The response must consist of the lines below from the one with "- https://github.com/kura/pelican_vimeo.git" through the one with "- https://github.com/tylerdave/pelican-meetup-info", exactly as they appear and with both ends kept.

(Collected data entries)
────────────────
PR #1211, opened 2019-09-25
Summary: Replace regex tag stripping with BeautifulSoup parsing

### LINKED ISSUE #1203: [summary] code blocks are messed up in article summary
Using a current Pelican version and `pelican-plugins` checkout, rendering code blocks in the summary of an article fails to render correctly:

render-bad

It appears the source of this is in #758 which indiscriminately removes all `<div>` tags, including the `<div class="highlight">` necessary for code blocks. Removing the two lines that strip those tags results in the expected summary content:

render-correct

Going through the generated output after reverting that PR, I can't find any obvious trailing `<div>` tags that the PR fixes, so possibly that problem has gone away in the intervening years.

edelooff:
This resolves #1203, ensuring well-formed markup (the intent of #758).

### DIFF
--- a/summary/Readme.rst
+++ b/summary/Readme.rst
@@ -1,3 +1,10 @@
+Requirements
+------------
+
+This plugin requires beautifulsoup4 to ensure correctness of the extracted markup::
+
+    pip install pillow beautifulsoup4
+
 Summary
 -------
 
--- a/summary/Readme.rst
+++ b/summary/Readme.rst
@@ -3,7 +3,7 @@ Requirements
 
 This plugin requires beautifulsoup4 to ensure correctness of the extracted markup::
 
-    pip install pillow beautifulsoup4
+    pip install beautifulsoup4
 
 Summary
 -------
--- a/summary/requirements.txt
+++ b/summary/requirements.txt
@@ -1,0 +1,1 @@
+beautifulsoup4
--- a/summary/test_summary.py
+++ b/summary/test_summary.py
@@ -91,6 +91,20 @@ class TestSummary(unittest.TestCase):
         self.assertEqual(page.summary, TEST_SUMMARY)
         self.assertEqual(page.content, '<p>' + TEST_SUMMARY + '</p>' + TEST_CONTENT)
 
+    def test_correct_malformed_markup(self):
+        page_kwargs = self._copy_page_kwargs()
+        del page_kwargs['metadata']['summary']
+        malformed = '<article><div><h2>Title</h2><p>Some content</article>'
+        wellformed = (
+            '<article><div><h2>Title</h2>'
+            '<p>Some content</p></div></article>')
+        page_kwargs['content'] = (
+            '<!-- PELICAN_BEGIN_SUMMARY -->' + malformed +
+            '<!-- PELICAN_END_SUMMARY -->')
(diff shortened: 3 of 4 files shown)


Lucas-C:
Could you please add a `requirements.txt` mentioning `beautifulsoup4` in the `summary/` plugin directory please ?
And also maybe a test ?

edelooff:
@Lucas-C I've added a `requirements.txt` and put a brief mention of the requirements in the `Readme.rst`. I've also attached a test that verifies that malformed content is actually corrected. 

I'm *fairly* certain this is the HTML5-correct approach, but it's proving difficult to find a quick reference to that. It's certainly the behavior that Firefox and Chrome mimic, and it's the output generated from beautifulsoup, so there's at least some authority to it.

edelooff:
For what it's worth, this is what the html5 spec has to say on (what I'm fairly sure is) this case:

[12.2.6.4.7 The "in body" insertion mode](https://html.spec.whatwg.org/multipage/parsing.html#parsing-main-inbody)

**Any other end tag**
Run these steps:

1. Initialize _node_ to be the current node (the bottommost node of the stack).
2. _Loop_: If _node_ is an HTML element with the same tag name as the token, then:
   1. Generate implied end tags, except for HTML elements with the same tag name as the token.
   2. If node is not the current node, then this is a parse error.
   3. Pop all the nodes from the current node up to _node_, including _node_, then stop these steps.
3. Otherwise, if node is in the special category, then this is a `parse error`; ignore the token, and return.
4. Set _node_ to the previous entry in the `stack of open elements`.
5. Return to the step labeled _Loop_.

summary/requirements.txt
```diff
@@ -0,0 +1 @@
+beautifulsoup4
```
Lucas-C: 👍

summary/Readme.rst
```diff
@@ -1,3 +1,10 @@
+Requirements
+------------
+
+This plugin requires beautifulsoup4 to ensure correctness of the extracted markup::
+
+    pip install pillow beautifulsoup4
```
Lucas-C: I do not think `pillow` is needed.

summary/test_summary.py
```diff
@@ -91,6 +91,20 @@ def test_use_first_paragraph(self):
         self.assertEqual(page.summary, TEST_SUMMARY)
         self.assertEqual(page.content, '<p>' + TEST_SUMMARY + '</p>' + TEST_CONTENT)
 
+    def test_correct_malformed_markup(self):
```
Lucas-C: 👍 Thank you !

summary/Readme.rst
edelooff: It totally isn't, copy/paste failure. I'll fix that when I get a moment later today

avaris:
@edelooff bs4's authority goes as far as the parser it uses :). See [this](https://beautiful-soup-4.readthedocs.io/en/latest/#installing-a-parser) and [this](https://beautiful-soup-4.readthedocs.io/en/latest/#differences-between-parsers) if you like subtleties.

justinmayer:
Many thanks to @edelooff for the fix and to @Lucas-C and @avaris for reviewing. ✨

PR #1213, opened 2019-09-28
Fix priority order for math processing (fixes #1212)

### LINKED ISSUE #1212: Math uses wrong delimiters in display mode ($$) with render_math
────────────────
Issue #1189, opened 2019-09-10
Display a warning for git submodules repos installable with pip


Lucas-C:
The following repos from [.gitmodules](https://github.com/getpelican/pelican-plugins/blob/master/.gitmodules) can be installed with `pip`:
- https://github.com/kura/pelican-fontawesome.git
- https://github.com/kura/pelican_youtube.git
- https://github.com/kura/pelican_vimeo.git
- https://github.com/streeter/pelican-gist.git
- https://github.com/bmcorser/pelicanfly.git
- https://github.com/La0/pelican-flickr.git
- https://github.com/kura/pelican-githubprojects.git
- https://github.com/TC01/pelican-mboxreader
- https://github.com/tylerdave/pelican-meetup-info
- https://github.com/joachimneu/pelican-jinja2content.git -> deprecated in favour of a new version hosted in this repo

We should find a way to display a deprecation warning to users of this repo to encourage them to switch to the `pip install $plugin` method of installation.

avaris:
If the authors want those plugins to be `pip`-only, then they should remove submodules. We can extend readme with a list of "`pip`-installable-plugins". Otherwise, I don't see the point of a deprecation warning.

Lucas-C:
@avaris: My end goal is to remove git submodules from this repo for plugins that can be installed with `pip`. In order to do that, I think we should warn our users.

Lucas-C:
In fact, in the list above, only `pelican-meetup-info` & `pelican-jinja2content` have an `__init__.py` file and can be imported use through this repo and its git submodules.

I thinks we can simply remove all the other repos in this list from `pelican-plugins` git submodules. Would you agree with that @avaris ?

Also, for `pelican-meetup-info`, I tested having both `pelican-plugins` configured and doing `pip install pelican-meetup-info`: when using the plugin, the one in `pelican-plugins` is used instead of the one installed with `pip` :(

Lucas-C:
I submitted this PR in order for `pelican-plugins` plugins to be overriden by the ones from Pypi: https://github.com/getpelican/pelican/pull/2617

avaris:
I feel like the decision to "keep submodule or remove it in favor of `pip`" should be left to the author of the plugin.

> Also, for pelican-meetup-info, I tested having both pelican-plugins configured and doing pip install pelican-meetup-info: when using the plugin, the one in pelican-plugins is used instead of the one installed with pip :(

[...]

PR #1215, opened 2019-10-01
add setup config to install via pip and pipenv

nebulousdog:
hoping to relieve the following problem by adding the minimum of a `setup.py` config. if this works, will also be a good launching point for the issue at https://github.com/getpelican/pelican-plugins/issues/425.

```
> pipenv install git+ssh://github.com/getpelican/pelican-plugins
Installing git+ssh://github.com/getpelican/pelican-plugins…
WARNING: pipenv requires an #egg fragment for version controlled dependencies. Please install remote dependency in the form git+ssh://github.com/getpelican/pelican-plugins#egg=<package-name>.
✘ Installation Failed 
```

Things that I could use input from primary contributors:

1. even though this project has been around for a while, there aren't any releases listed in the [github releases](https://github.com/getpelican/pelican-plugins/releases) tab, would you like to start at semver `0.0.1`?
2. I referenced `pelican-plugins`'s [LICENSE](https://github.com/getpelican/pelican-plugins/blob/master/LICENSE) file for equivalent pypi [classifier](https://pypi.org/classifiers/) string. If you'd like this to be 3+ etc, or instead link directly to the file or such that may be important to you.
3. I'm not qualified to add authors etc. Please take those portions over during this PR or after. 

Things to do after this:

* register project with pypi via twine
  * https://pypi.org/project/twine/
────────────────
- **Response area**
- https://github.com/kura/pelican_vimeo.git
- https://github.com/streeter/pelican-gist.git
- https://github.com/bmcorser/pelicanfly.git
- https://github.com/La0/pelican-flickr.git
- https://github.com/kura/pelican-githubprojects.git
- https://github.com/TC01/pelican-mboxreader
- https://github.com/tylerdave/pelican-meetup-info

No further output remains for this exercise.